I had a ridiculous conversation at a drinking party once, years ago. This guy I knew was blearily insisting that I needed to 'hack' a bank, because he was sure I could do it. I didn't know about that, I'm just a regular geek, scanning x.25 networks for outdials isn't the same as breaking into a bank. He was insisting it would definitely work. We could have it all planned out see, and, "Oh you could totally do it man, we should so do that!" I kept insisting that it was incredibly dangerous, and that I didn't know how ("Oh you can figure it out man, I know you can!"), and he just wasn't having any of my protests. Stealing, or for that matter almost anything that risks jail time, doesn't appeal to me anyway. Now imagine someone with his attitude and also the knowledge to follow buddy from the article. This sort of idea can become more widespread as technology reaches everyone, and is a scary thought for those with things to lose from it. People such as, well, any random person alive, could be you, could be me, could wreck a lot of lives.
ohhh your post hurts to read.
surely you acknowledge that much that is good in this world is subtle, while much that is bad is sensational. material gain, i think for many, in the long run anyway, is not commonly found to be as valuable as friends and most especially family. From that angle, I don't think a price tag could or should be applied to the value of a person's presence in others' lives. To avoid getting too pussy, even keeping within the hard and accountable view of things, there is SO much a person can accomplish during their lives, from acts deserving fame to the humble role of supporting another person's life. Why do insurance policies pay out such lotto-worthy amounts? because that's (a poor, imho) accounting of your worth from the view of how much responsibility live and produce you have.
Give it up. We have lost the cracker/hacker language war. When will the /. community get over the fact that the rest of the world calls 'em hackers now. All the kicking and screaming's not going to change anything.
They were not being "nice" but they weren't hurting anyone (at least not yet).
... So we have to wait until they (ab)use credit cards before they should be stopped?
'Yet'
The real problem I have is Lowes was putting credit card data on a wireless network!
I agree this is pretty dumb, but it's still no reason for it to get cracked. Think about this: you have an expensive house and several heavy locks on your door. One day you forget to lock them. Does this justify every burglar that walks up to your house, opens the door, enters your house and sets up camera's? Okay, they didn't steal anything (yet), but it's really your fault. Yeah right. They knew exactly what they were doing, and the fact that the security wasn't good enough is *no* reason whatsoever to justify this crime.

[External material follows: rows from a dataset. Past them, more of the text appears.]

PR #16104, opened 2023-10-05
Allow editing font axes in the Settings UI

PankajBhojwani:
Allow editing of font features and axes in the SUI to get the UI closer towards JSON parity

The allowed font axes are obtained directly from the currently selected font, and their display names are presented to the user in the user's current locale (if it exists). Otherwise, we just display the axis tag to the user.

#10000 

## Validation Steps Performed

- [x] Font Axes can be added/changed/removed from the Settings UI

image
image

## PR Checklist
- [ ] Closes #xxx
- [ ] Tests added/passed
- [ ] Documentation updated


DHowett:
is there some way for us to use a localized name for the _known_ axes and/or present them in a dropdown? :)

PankajBhojwani:
> is there some way for us to use a localized name for the known axes and/or present them in a dropdown? :)

This would definitely be the evolution of this feature, the trick would be figuring out a way to also allow the user to freely input axis keys for the lesser known axes

src/cascadia/TerminalSettingsModel/FontConfig.cpp
```diff
@@ -30,6 +30,17 @@ winrt::com_ptr<FontConfig> FontConfig::CopyFontInfo(const FontConfig* source, wi
...
+    // We cannot simply copy the font axes and features with `fontInfo->_FontAxes = source->_FontAxes;`
+    // since that'll just create a reference; we have to manually copy the values.
+    if (source->_FontAxes)
+    {
+        fontInfo->_FontAxes = winrt::single_threaded_map<winrt::hstring, float>();
+        for (const auto keyValuePair : source->_FontAxes.value())
+        {
+            fontInfo->_FontAxes.value().Insert(keyValuePair.Key(), keyValuePair.Value());
+        }
+    }
```
PankajBhojwani, line 42: This makes the `MTSM_FONT_SETTINGS` macro call above pointless for `FontAxes`, but I'd still rather not remove `FontAxes` from that macro since it is relevant in other places

src/cascadia/TerminalSettingsEditor/Appearances.xaml
```diff
@@ -287,6 +289,51 @@
...
 
+            <local:SettingContainer x:Uid="Profile_FontAxes"
+                                    Style="{StaticResource ExpanderSettingContainerStyle}">
+                <StackPanel Spacing="16">
+                    <ListView IsItemClickEnabled="False"
+                              ItemsSource="{Binding Source={StaticResource FontAxesCVS}}"
+                              SelectionMode="None">
+                        <ListView.ItemTemplate>
+                            <DataTemplate x:DataType="local:AxisKeyValuePair">
+                                <Grid Margin="-16,0,-12,0"
```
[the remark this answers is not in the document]
pingzing: This is a well-known wart of the UWP/WinUI ListView. One more-verbose, but less-hacky alternative is to alter the default style of the `ListViewItem`:

```xaml
<ListView.ItemContainerStyle>
    <Style TargetType="ListViewItem">
        <Setter Property="Padding" Value="0"/>
        <Setter Property="Margin" Value="0"/>
    </Style>
</ListView.ItemContainerStyle>
```

zadjii-msft:
Okay so I don't know how extra this would be, or what it would even look like, but: is there any way we could add like, descriptions to the axes as you add them? Little old me doesn't know enough about fonts to know what `slnt` means. Though, I suppose ["Used to vary between upright and slanted text"](https://learn.microsoft.com/en-us/typography/opentype/spec/dvaraxistag_slnt) is just about as helpful as "Slant"

src/cascadia/TerminalSettingsEditor/Appearances.cpp
```diff
@@ -42,6 +43,69 @@ namespace winrt::Microsoft::Terminal::Settings::Editor::implementation
...
+                if (!SUCCEEDED(names->FindLocaleName(localeToTry, &localeIndex, &localeExists)) || !localeExists)
+                {
+                    // default to the first locale in the list
+                    localeIndex = 0;
+                }
+
+                uint32_t length;
+                if (SUCCEEDED(names->GetStringLength(0, &length)))
+                {
+                    wchar_t* name = new (std::nothrow) wchar_t[length + 1];
```
PankajBhojwani, line 86: There has to be a better way to initialize `name`

src/cascadia/TerminalSettingsEditor/Appearances.h
```diff
@@ -45,13 +46,88 @@ namespace winrt::Microsoft::Terminal::Settings::Editor::implementation
...
+            _AxisKey{ axisKey },
+            _AxisValue{ axisValue },
+            _baseMap{ baseMap },
+            _tagToNameMap{ tagToNameMap }
+        {
+            if (_tagToNameMap.HasKey(_AxisKey))
+            {
+                int32_t i{ 0 };
+                // this loop assumes that every time we iterate through the map
+                // we get the same ordering - is this true?
```
PankajBhojwani, line 72: From all my testing this seems to be correct but I'm unsure if its 'legal'

src/cascadia/TerminalSettingsEditor/Appearances.xaml
```diff
@@ -286,6 +288,57 @@
...
+                                      ColumnSpacing="8">
+                                    <Grid.ColumnDefinitions>
+                                        <ColumnDefinition Width="Auto" />
+                                        <ColumnDefinition Width="Auto" />
+                                        <ColumnDefinition Width="*" />
+                                    </Grid.ColumnDefinitions>
+                                    <ComboBox Grid.Column="0"
+                                              IsSynchronizedWithCurrentItem="False"
+                                              ItemsSource="{Binding Source={StaticResource FontAxesNamesCVS}}"
+                                              SelectedIndex="{x:Bind AxisIndex, Mode=TwoWay}">
```
PankajBhojwani, line 313: This is an unfortunate xaml workaround. XAML seems to struggle with ComboBox bindings - i.e. we cannot just bind `AxisKey` to the ComboBox's `SelectedValue`, `SelectedItem` or even `Text` in a two-way manner. So we bind to `SelectedIndex` instead and do some manual conversion for what key the index maps to.

src/cascadia/TerminalSettingsEditor/Appearances.h
```diff
@@ -45,13 +46,88 @@ namespace winrt::Microsoft::Terminal::Settings::Editor::implementation
...
+                for (const auto tagAndName : _tagToNameMap)
+                {
+                    if (tagAndName.Key() == _AxisKey)
+                    {
+                        _AxisIndex = i;
+                        break;
+                    }
+                    ++i;
+                }
```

He robbed people, or attempted to rob them. This is like robbing a bank, only worse.
No, it's not. Theft and robbery are different animals. These guys never held a gun to someone's head, never threatened anyone. They are more akin to cat burglers than "robbers".
Nine years is longer than a manslaughter conviction. Longer than most murder convictions. Longer than rape convictions. What kind of fucking idiot are you to value some large corporation's potential bottom line (since they actually stole nothing) more than the life of another human being?
This conviction is bullshit, made solely to prove a point by sadistic bastards like yourself.